Seorang siswa berbohong kepada kawan sekelasnya kalau nilai ulangannya mendapatkan nilai 8. Padahal faktanya ia hanya mendapatkan nilai 5. Masih banyak lagi contoh yang pastinya kita bisa sebutkan atau mungkin pernah kita alami sendiri.

Namun, di tahun politik ini post truth menjadi pilihan yang subur dalam komunikasi politik dan isu-isu keagamaan. Setiap orang dapat menerbitkan opininya dengan tafsirnya sendiri bukan dengan fakta atau realitas kebenaran.

Ini yang paling repot, meyakini kebenaran opini dari kelompoknya tanpa melakukan verifikasi opini atau berita tersebut. Malah diterima mentah-mentah secara emosional. Akhirnya, kebohongan di zaman ini menjadi suatu yang lazim dan wajar bagi setiap insan. Tidak terkecuali sebagian Muslim juga terjebak dengan fenomena post truth ini. 

Dalam Islam yang ada hanyalah kebenaran (al-haq). Kebohongan merupakan satu sifat yang tercela dan harus dijauhi. Dalam Surah al-Maidah ayat 8 Allah Ta’ala berfirman: ”Hai orang-orang yang beriman hendaklah kamu menjadi orang-orang yang selalu menegakkan (kebenaran) karena Allah menjadi saksi dengan adil. Janganlah sekali-kali kebencian terhadap sesuatu kaum mendorong kamu untuk berlaku tidak adil. Berlaku adillah, karena adil itu lebih dekat kepada takwa. Dan bertakwalah kepada Allah, sesungguhnya Allah Maha Mengetahui apa yang kamu kerjakan.”

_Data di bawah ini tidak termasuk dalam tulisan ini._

PR #710, opened 2020-07-20
fix: exclude monitoring-system from builds

sofisl:

### DIFF
--- a/scripts/build-functions.sh
+++ b/scripts/build-functions.sh
@@ -27,7 +27,7 @@ npm install -g typescript
 cd packages || exit 1
 for f in *; do
     # Skip symlinks and our gcf-utils/generate-bot directory as it is not a function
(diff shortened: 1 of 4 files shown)


scripts/build-functions.sh
```diff
@@ -27,7 +27,7 @@ npm install -g typescript
 cd packages || exit 1
 for f in *; do
     # Skip symlinks and our gcf-utils/generate-bot directory as it is not a function
-    if [[ -d "$f" && ! -L "$f" && "$f" != "gcf-utils" && "$f" != "generate-bot" ]]; then
+    if [[ -d "$f" && ! -L "$f" && "$f" != "gcf-utils" && "$f" != "generate-bot" && "$f" != "monitoring-system" ]]; then
```
JustinBeckwith, line 30: This is scaling poorly, and I think we need to separate the `packages` folder into `bots` and `tools`.  Maybe file a ticket to track?

sofisl: good call!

Dalam hadits dari ‘Abdullah bin Mas’ud Radhiyallahu anhu, ia berkata: “Rasulullah Shallallahu ‘alaihi wa sallam bersabda, ‘Hendaklah kalian selalu berlaku jujur, karena kejujuran membawa kepada kebaikan, dan kebaikan mengantarkan seseorang ke surga. Apabila seorang selalu berkata jujur dan tetap memilih jujur, maka akan dicatat di sisi Allah sebagai orang yang jujur. Jauhilah berbuat dusta, karena dusta membawa seseorang kepada kejahatan, dan kejahatan mengantarkan seseorang ke neraka. Dan jika seseorang senantiasa berdusta dan memilih kedustaan maka akan dicatat di sisi Allah sebagai pendusta (pembohong) (HR Ahmad, Bukhari dan Muslim).”

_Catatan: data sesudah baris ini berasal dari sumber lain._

PR #719, opened 2020-07-21
fix(mog): do not double schedule work

bcoe:
Merge on green already has retry logic, I believe using background tasks for it was leading to a thundering herd of retries.

### DIFF
--- a/packages/gcf-utils/src/gcf-utils.ts
+++ b/packages/gcf-utils/src/gcf-utils.ts
@@ -315,12 +315,12 @@ export class GCFBootstrapper {
         // installation ID:
         try {
           if (wrapOptions?.background) {
-            console.info('scheduling cloud task');
+            console.info(`${id}: scheduling cloud task`);
             await this.handleScheduled(id, request, name, signature);
           } else {
             // a bot can opt out of running through tasks, some bots do this
             // due to large payload sizes:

Beberapa ulama telah menjelaskan tentang kebenaran. Menurut Ibnu Sina kebenaran hakiki  itu harus dibuktikan pada suatu yang wujud (yang ada) melalui kebenaran wahyu dan akal (logika). Hal ini selaras dengan pendapat Imam Mawardi dalam kitabnya Adabud Dunya wad Din; sesungguhnya kebenaran itu menyeru kepada akal  yang positif dan syariat yang ditetapkan dan kebohongan melarang akal dan menahan syariat.

Sehingga ia menambahkan, dibolehkan menyebarkan berita yang benar ketika itu mutawatir dan berdampak pada persatuan. Sedangkan tidak dibolehkannya penyebaran berita bohong karena itu kesepakatan para penyeru (hal.306).

Ibnu Taimiyah dalam Majumu’ Fatawa mengatakan seorang yang menggunakan akalnya adalah yang tahu itu baik, lalu mencarinya, dan jika mengetahui hal buruk sehingga meninggalkannya (Juz 7: 24). Ia menambahkan bahwa akal tidaklah bisa berdiri sendiri. Akal baru bisa berfungsi jika memiliki naluri dan kekuatan sebagaimana mata bisa berfungsi jika ada cahaya. Apabila akal mendapatkan cahaya iman dan Alquran barulah akal bisa seperti mata yang mendapatkan cahaya matahari.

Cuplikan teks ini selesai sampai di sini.